Traditionally Mr Darling has been seen as the ultimate political safe pair of hands.
He was drafted into the transport department and the Scotland Office, and in both cases, he managed to dampen down bad headlines. But in his five months at the Treasury some see signs of a loss of form.
Have events such as Northern Rock and the benefits data fiasco left Mr Darling looking more like Scott Carson (the unfortunate English goalkeeper who committed a huge howler in this week's match)?
Neither were the chancellor's fault, of course, but they happened on his watch.
Whatever else he may argue, Mr Darling cannot claim he was not match fit.
He's had plenty of outings in the Commons for team HM Treasury of late.
At the start of the week, he had to defend his handling of the crisis at Northern Rock, in the face of claims that he hasn't been honest about the risks facing taxpayers, as part of his efforts to prop up the ailing bank.
Mr Darling insisted that protecting taxpayers' interests would be his priority in deciding the future of Northern Rock - and he said the huge emergency loan, granted by the Bank of England two months ago, was secured against "high quality assets" held by the mortgage lender.
The chancellor has been the man up front on recent outings
The opposition parties said the chancellor's approach had been one of "weakness" and "incompetence".
The following day he was back again but this time Alistair Darling revealed details of an unprecedented security breach in which discs containing the details of 25 million people were lost by HM Revenue and Customs.
In an emergency statement (up a notch in terms of seriousness from the day before) Mr Darling told the Commons that the discs went missing when a junior member of staff put them in the internal post in response to a request from the National Audit Office.
When Mr Darling told MPs the full extent of the mistake, there was genuine disbelief.
Here at Westminster people are now wondering aloud if these "crises" could spell something more serious for the Labour team manager, Gordon Brown?
The Conservatives have been quick to take this analogy further.
They've branded Gordon Brown the Steve McClaren of British politics calling him "the number two who couldn't hack it at number one".
In the early months of Team Brown everyone seemed to be playing a good game as the reds enjoyed a comfortable lead over the opposition.
But the manager's tactics came under question after conference season.
His defence started to look leaky after the decision not to call an early election and the blue team began scoring.
Things were made worse when some his key players started scoring own goals.

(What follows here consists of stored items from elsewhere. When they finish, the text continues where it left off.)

PR #484, opened 2021-05-06
Add Nextclade module

drpatelh:
* Bumped Pangolin version to latest

PR #12846, opened 2026-08-29
New module: custom/collectfeaturecounts

erikrikarddaniel:
## PR checklist

- [x] Module has been tested locally with real Docker runs (not just lint), see below.
- [x] `nf-core modules lint` passes clean.
- [x] Test data is available (nf-core/test-datasets#2247, not yet merged, so CI here won't be green until it lands).

## Description

Collects one or more `subread/featurecounts` raw output files (typically one per sample, for the same feature type/ORF caller) into a single long-format table (`orf`, `chr`, `start`, `end`, `strand`, `length`, `sample`, `count`, `tpm`), computing per-sample TPM and dropping zero-count rows.

Ported from two independently-hardened, now-functionally-identical local modules — nf-core/magmap's and nf-core/metatdenovo's own `COLLECT_FEATURECOUNTS` — as part of a cross-repo effort to share their summary-table-generation code (tracked in [nf-core/magmap#237](https://github.com/nf-core/magmap/issues/237)). Both pipelines' local copies were first made caller/pipeline-agnostic by moving their one pipeline-specific ID-reconciliation special-case (magmap's genome-accession join, metatdenovo's Transdecoder `cds.`-prefix stripping) into small local post-processing steps — see nf-core/magmap#238 and nf-core/metatdenovo#483.

`tpm` is rounded to 6 decimal places. This carries over a fix from nf-core/metatdenovo#483/[#484](https://github.com/nf-core/metatdenovo/issues/484): when the same underlying counts get independently re-computed elsewhere (e.g. after a caller-consolidation step using a different R backend — `dtplyr`/`data.table` here vs plain `dplyr` there), the unrounded double can round its last significant digit differently for the same mathematical value, which made an exact-equality test downstream intermittently fail. Rounding here keeps output stable regardless of which backend a consumer uses to recompute the same value.

### Testing

Verified with real Docker runs against two new fixtures (two samples, mixed zero/non-zero counts, one shared multi-exon gene) — nf-core/test-datasets#2247. `tpm` correctly sums to exactly `1e6` per sample after rounding, zero-count rows are dropped, sample names are correctly stripped of their `.sorted.bam` suffix.

Generated by Claude

### DIFF
--- a/modules/nf-core/custom/collectfeaturecounts/main.nf
+++ b/modules/nf-core/custom/collectfeaturecounts/main.nf
@@ -1,0 +1,93 @@
+process CUSTOM_COLLECTFEATURECOUNTS {
+    tag "$meta.id"
+    label 'process_high'
+
+    conda "${moduleDir}/environment.yml"
+    container "${ workflow.containerEngine in ['singularity', 'apptainer'] && !task.ext.singularity_pull_docker_container ?
+        'https://community-cr-prod.seqera.io/docker/registry/v2/blobs/sha256/14/143121bf17b3f4e9539d8cd17aaaa428aae54ce827471c4fc6399465263efa2e/data' :
+        'community.wave.seqera.io/library/r-base_r-dplyr_r-readr_r-purrr_pruned:0f879b99d6a89834' }"
+
+    input:
+    tuple val(meta), path(inputfiles)
+
+    output:
+    tuple val(meta), path("${prefix}.counts.tsv.gz"), emit: counts
+    path "versions.yml"                             , emit: versions, topic: versions
+
+    when:
+    task.ext.when == null || task.ext.when
+
+    script:
+    prefix = task.ext.prefix ?: "${meta.id}"
+    """
+    #!/usr/bin/env Rscript
+
+    library(data.table)
+    library(dtplyr)
+    library(readr)
+    library(dplyr)
+    library(tidyr)
+    library(stringr)
+
+    setDTthreads($task.cpus)
+
+    tibble(f = Sys.glob('*.featureCounts.tsv')) %>%
+        mutate(
+            d = purrr::map(
+                f,
+                function(file) {
+                    fread(file, sep = '\\t', skip = 1) %>%
+                        melt(measure.vars = c(ncol(.)), variable.name = 'sample', value.name = 'count') %>%
+                        lazy_dt() %>%
+                        filter(count > 0) %>%
+                        mutate(
+                            sample = str_remove(sample, '.sorted.bam'),
+                            r = count/Length
+                        ) %>%
+                        rename(orf = Geneid, chr = Chr, start = Start, end = End, strand = Strand, length = Length) %>%
+                        group_by(sample) %>%
+                        # Rounded so tables independently computed elsewhere from the same underlying
+                        # counts (e.g. after a caller-consolidation step using a different R backend)
+                        # stay byte-comparable -- data.table/dtplyr and plain dplyr can otherwise round
+                        # the last significant digit of the same mathematical value differently.
+                        mutate(tpm = round(r/sum(r) * 1e6, 6)) %>% ungroup() %>%
+                        select(-r) %>%
+                        as_tibble()
+                }
+            )
+        ) %>%
+        tidyr::unnest(d) %>%
+        select(-f) %>%
+        write_tsv("${prefix}.counts.tsv.gz")
+
+    writeLines(
+        c(
+            "\\"${task.process}\\":",
+            paste0("    R: ", paste0(R.Version()[c("major","minor")], collapse = ".")),
+            paste0("    dplyr: ", packageVersion('dplyr')),
+            paste0("    readr: ", packageVersion('readr')),
+            paste0("    stringr: ", packageVersion('stringr')),
+            paste0("    dtplyr: ", packageVersion('dtplyr')),
+            paste0("    data.table: ", packageVersion('data.table'))
+        ),
+        "versions.yml"
+    )
+    """
+
+    stub:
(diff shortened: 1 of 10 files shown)


modules/nf-core/custom/collectfeaturecounts/main.nf
```diff
@@ -0,0 +1,93 @@
...
+    library(data.table)
+    library(dtplyr)
+    library(readr)
+    library(dplyr)
+    library(tidyr)
+    library(stringr)
+
+    setDTthreads($task.cpus)
+
+    tibble(f = Sys.glob('*.featureCounts.tsv')) %>%
```
Joon-Klaps: Don't think this should be the way to go. 

Should be defined as "$inputfiles" 

Also thinking if in general it wouldn't be better to have a Rscript executable stored in `templates/collectfeaturecounts.R`

Might also be a good example to use https://github.com/nf-core/r-nf-core-utils to facilitate maintanability.

modules/nf-core/custom/collectfeaturecounts/meta.yml
```diff
@@ -0,0 +1,93 @@
+name: "custom_collectfeaturecounts"
+description: |
+  Collects one or more subread/featureCounts raw output files (typically one per sample,
+  for the same feature type/ORF caller) into a single long-format table with per-sample
+  TPM computed.
```
Joon-Klaps:
```suggestion
  TPM (Transcripts Per Million)  computed.
```

modules/nf-core/custom/collectfeaturecounts/meta.yml
```diff
@@ -0,0 +1,93 @@
...
+keywords:
+  - featurecounts
+  - collect
+  - counts
+  - tpm
+tools:
+  - "collectfeaturecounts":
+      description: |
+        In-house R script that reshapes one or more raw featureCounts output files into a
+        single long-format table (one row per feature/sample), computing TPM per sample.
```
Joon-Klaps:
```suggestion
        single long-format table (one row per feature/sample), computing transcripts per million (TPMs) per sample.
```

Joon-Klaps (changes requested):
The R script should not use a globs search but a direct pointer to the input file.

modules/nf-core/custom/collectfeaturecounts/main.nf
erikrikarddaniel: Thanks for the push on this, @Joon-Klaps — this comment led to a bigger cleanup than the one-line fix it sounds like, and a special thanks is due since it surfaced how suboptimal the state of this code we inherited from our own local pipeline modules actually was.

What changed, in order:
1. Read files from the declared `path(inputfiles)` input instead of `Sys.glob('*.featureCounts.tsv')`.
2. Moved the R body into `templates/collectfeaturecounts.R` per your suggestion. Turned out a Groovy variable computed in the `script:` block isn't visible inside a `template` file (confirmed against `custom/matrixfilter`'s own comment about this), so ended up staging every input file into a fixed `input/` dir via `stageAs: "input/*"` (same pattern `nacho/qc` uses) and globbing that from R — no Groovy→template variable passing needed at all.
3. While re-reading the R itself: the per-file `fread → melt → lazy_dt() → dplyr chain → as_tibble()`, stitched back together with `tidyr::unnest()`, ran N independent small dtplyr query plans instead of one. Consolidated into `rbindlist()` + a single `lazy_dt()` pipeline over the combined data.
4. That consolidation removed the only uses of `tidyr`/`purrr`, so dropped both from `environment.yml` and regenerated the container + conda-lock files to match.

Each step verified with a real (non-stub) Docker `nf-test` run against the existing snapshot, plus a clean `nf-core modules lint`.

Still open: your `nf-core/r-nf-core-utils` suggestion — haven't looked into what it offers yet, will take a look separately rather than block this on it. Let me know if you think it should hold this PR up.

Joon-Klaps: Ok fair point, won't force you to use that R package.

modules/nf-core/custom/collectfeaturecounts/main.nf
```diff
@@ -0,0 +1,40 @@
...
+
+    cat <<-END_VERSIONS > versions.yml
+    "${task.process}":
+        R: 4.1.0
+        dplyr: 1.0.7
+        readr: 2.0.0
+        stringr: 1.4.0
+        dtplyr: 1.1.0
+        data.table: 1.14.0
+    END_VERSIONS
```
Joon-Klaps, line 38: Think this should be resolved and not hard coded.

Joon-Klaps (changes requested):
The stub versions, should be resolved not harcoded. 

The R nf-core package does allow you to do this easily

modules/nf-core/custom/collectfeaturecounts/main.nf
erikrikarddaniel: Fair, fixed — the stub's `versions.yml` was hardcoding stale literal numbers left over from the original local module (`R: 4.1.0` etc.), unrelated to what's actually pinned in `environment.yml`. Now resolves each value via `Rscript -e ...` at run time, same pattern `custom/matrixfilter`'s stub already uses for its `r-base` line.

Verified with a real Docker `nf-test` run — resolved values now match `environment.yml`'s pins exactly (R 4.5.3, dplyr 1.2.1, readr 2.2.0, stringr 1.6.0, dtplyr 1.3.3, data.table 1.17.8) — and updated the stub test's snapshot accordingly.

Joon-Klaps (approved):
LGTM!

erikrikarddaniel:
Thanks @Joon-Klaps

PR #12851, opened 2026-08-31
fix: snapaligner module lint and test improvements

maxulysse:
## Changes

- **snapaligner/align**: Use `${prefix}` in stub section instead of hardcoded `test.bam`, ensuring stub output respects `task.ext.prefix`
- **snapaligner/index**: Fix `meta.yml` output definition — changed `meta` type from `file` to `map` and `snap/*` to `snap` to match the emit name in `main.nf`
- **snapaligner/index**: Filter `OverflowTable` from non-stub test snapshot to avoid empty file md5 lint failure (`d41d8cd98f00b204e9800998ecf8427e`)
- Update test snapshots with `sanitizeOutput` and nf-test 0.9.5

## Lint results

- `snapaligner/align`: 62/62 passed
- `snapaligner/index`: 59/59 passed

## Tests

All 5 tests pass (3 align + 2 index).

Generated by opencode
Verified by @maxulysse

### DIFF
--- a/modules/nf-core/snapaligner/index/main.nf
+++ b/modules/nf-core/snapaligner/index/main.nf
@@ -1,17 +1,17 @@
 process SNAPALIGNER_INDEX {
-    tag "$fasta"
+    tag "${fasta}"
     label 'process_high'
 
     conda "${moduleDir}/environment.yml"
-    container "${ workflow.containerEngine in ['singularity', 'apptainer'] && !task.ext.singularity_pull_docker_container ?
-        'https://depot.galaxyproject.org/singularity/snap-aligner:2.0.5--h077b44d_2':
-        'quay.io/biocontainers/snap-aligner:2.0.5--h077b44d_2' }"
+    container "${workflow.containerEngine in ['singularity', 'apptainer'] && !task.ext.singularity_pull_docker_container
+        ? 'https://depot.galaxyproject.org/singularity/snap-aligner:2.0.5--h077b44d_2'
+        : 'quay.io/biocontainers/snap-aligner:2.0.5--h077b44d_2'}"
 
     input:
     tuple val(meta), path(fasta), path(altcontigfile), path(nonaltcontigfile), path(altliftoverfile)
 
     output:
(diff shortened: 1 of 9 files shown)


modules/nf-core/snapaligner/index/main.nf
```diff
@@ -1,17 +1,17 @@
 process SNAPALIGNER_INDEX {
-    tag "$fasta"
+    tag "${fasta}"
```
LouisLeNezet: Why not meta.id ?

modules/nf-core/snapaligner/index/main.nf
```diff
@@ -1,17 +1,17 @@
...
+        ? 'https://depot.galaxyproject.org/singularity/snap-aligner:2.0.5--h077b44d_2'
+        : 'quay.io/biocontainers/snap-aligner:2.0.5--h077b44d_2'}"
 
     input:
     tuple val(meta), path(fasta), path(altcontigfile), path(nonaltcontigfile), path(altliftoverfile)
 
     output:
-    tuple val(meta), path("snap/*") ,emit: index
+    tuple val(meta), path("snap"), emit: index
     tuple val("${task.process}"), val('snap-aligner'), eval("snap-aligner 2>&1 | sed 's/^.*version //;s/.\$//;q'"), topic: versions, emit: versions_snapaligner
```
LouisLeNezet, line 15: What does ';q' mean, just curious ?

LouisLeNezet (approved):
Just small comments, but good to go 👍

modules/nf-core/snapaligner/index/main.nf
maxulysse: ;q ?

maxulysse: oooh, in the versions, no idea, I did not noticed this to be honest

maxulysse: so whatever is before remove all trailing things, and q quit the command.
Might be redundant, but harmless according to opencode

PR #12863, opened 2026-09-01
feat(semibin): add GPU support to single_easy_bin and multi_easy_bin

dialvarezs:
Same treatment COMEBin got in #12796, now for SemiBin2.

Both `semibin/singleeasybin` and `semibin/multieasybin` pick their container and conda environment from `task.accelerator`, add the `process_gpu` label, and pass the resolved device to SemiBin2 with `--engine`. Both also emit the CUDA runtime version to the versions topic.

The `singleeasybin` test moves to the shared metagenome binning dataset, with all three BAMs. That meant dropping `--environment global`: the pretrained model only supports single-sample binning, and it skips the training the GPU is for. Training makes bin names and contents vary across machines, so the snapshot now keeps the stable outputs plus a bin count assertion, as `multieasybin` already does.

`multieasybin` moves off `delete_me/semibin2/` to `binning/multisample/`, which has the five samples SemiBin2 requires before it accepts `--abundance` instead of BAMs. Its contigs use `C` as the sample separator, Vamb's default, so the tests pass `-s C`.

## PR checklist

- [x] Add a resource `label`
- [x] `nf-core modules test semibin/singleeasybin --profile singularity`
- [x] `nf-core modules test semibin/multieasybin --profile singularity`

### DIFF
--- a/modules/nf-core/semibin/multieasybin/environment.gpu.yml
+++ b/modules/nf-core/semibin/multieasybin/environment.gpu.yml
@@ -1,0 +1,10 @@
+---
+# yaml-language-server: $schema=https://raw.githubusercontent.com/nf-core/modules/master/modules/environment-schema.json
+channels:
+  - conda-forge
+  - bioconda
+dependencies:
+  - bioconda::semibin=2.4.1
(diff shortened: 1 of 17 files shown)


Joon-Klaps (approved):
Nicely implemented.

Inexperienced midfielder Jacqui Smith (the Home Secretary) had to admit 5,000 illegal immigrants were working in government security jobs.
Then ultimate blocker Alistair Darling (who wears the number 11 shirt at the Treasury) dropped the ball into his own net after being forced to admit the government had lost 25 million child benefit records.
And John McFall, head of the Treasury Select Committee (and another very experienced player) has said recent events are a "challenge of leadership" for the prime minister.
That doesn't quite rank with the football chairman's "full confidence" in a manager (which more often than not can be a poison chalice) but coming from someone as highly regarded as Mr McFall it is worthy of note.
So is this just a run of bad form that will soon pass or is it something more serious?
To use another well worn cliché "only time will tell".
Ministers know they've taken a big knock following the data security breach, they will be hoping the government will not get a reputation for incompetence.
Supporters and opponents will be watching closely, things can change very quickly.
Politics like football, it seems, is "a game of two halves".